• WHAT TO DO
Only the lines from the top of the data through the line containing "(diff shortened: 1 of 1 files shown)" should be duplicated, exactly as they appear.

• EXERCISE INPUT
PR #16813, opened 2022-07-22
Fix default LDAP query descriptions due to some typos

gwillcox-r7:
Fixes up some typos since I seem to have switched the description around for two actions by accident in the code 😢 

## Verification
- Verify the changes look good. This is a simple swap change.

### DIFF
--- a/data/auxiliary/gather/ldap_query/ldap_queries_default.yaml
+++ b/data/auxiliary/gather/ldap_query/ldap_queries_default.yaml
@@ -81,7 +81,7 @@ queries:
       - groupType
       - memberof
   - action: ENUM_ORGUNITS
-    description: 'Dump info about all known organizational roles in the LDAP environment.'
+    description: 'Dump info about all known organizational units in the LDAP environment.'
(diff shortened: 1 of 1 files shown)


data/auxiliary/gather/ldap_query/ldap_queries_default.yaml
```diff
@@ -81,15 +81,15 @@ queries:
       - groupType
       - memberof
   - action: ENUM_ORGUNITS
-    description: 'Dump info about all known organizational roles in the LDAP environment.'
+    description: 'Dump info about all known organizational units in the LDAP environment.'
```
adfoster-r7, line 84: Just confirming, isn't this correct? 👀

gwillcox-r7: The changes were that organization roles here were being used as the description vs organization units. The ENUM_ORGUNITS enumerates organizational units which are different types of objects than organization roles.

This fixes this by aligning the description appropriately as I seem to have made a copy paste mistake when I was rearranging the order of a few of these.

PR #18531, opened 2023-11-13
Bump ruby_smb to 3.2.7

bwatters-r7:
This PR bumps the ruby_smb to the new 3.2.7, taking in the bug fix in https://github.com/rapid7/ruby_smb/pull/255
- [ ] Make sure specs pass


bwatters-r7:
Wow; missed this one.  Because this was a patch version change, I don't think we need to change anything.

• EXERCISE OUTPUT
PR #16813, opened 2022-07-22
Fix default LDAP query descriptions due to some typos

gwillcox-r7:
Fixes up some typos since I seem to have switched the description around for two actions by accident in the code 😢 

## Verification
- Verify the changes look good. This is a simple swap change.

### DIFF
--- a/data/auxiliary/gather/ldap_query/ldap_queries_default.yaml
+++ b/data/auxiliary/gather/ldap_query/ldap_queries_default.yaml
@@ -81,7 +81,7 @@ queries:
       - groupType
       - memberof
   - action: ENUM_ORGUNITS
-    description: 'Dump info about all known organizational roles in the LDAP environment.'
+    description: 'Dump info about all known organizational units in the LDAP environment.'
(diff shortened: 1 of 1 files shown)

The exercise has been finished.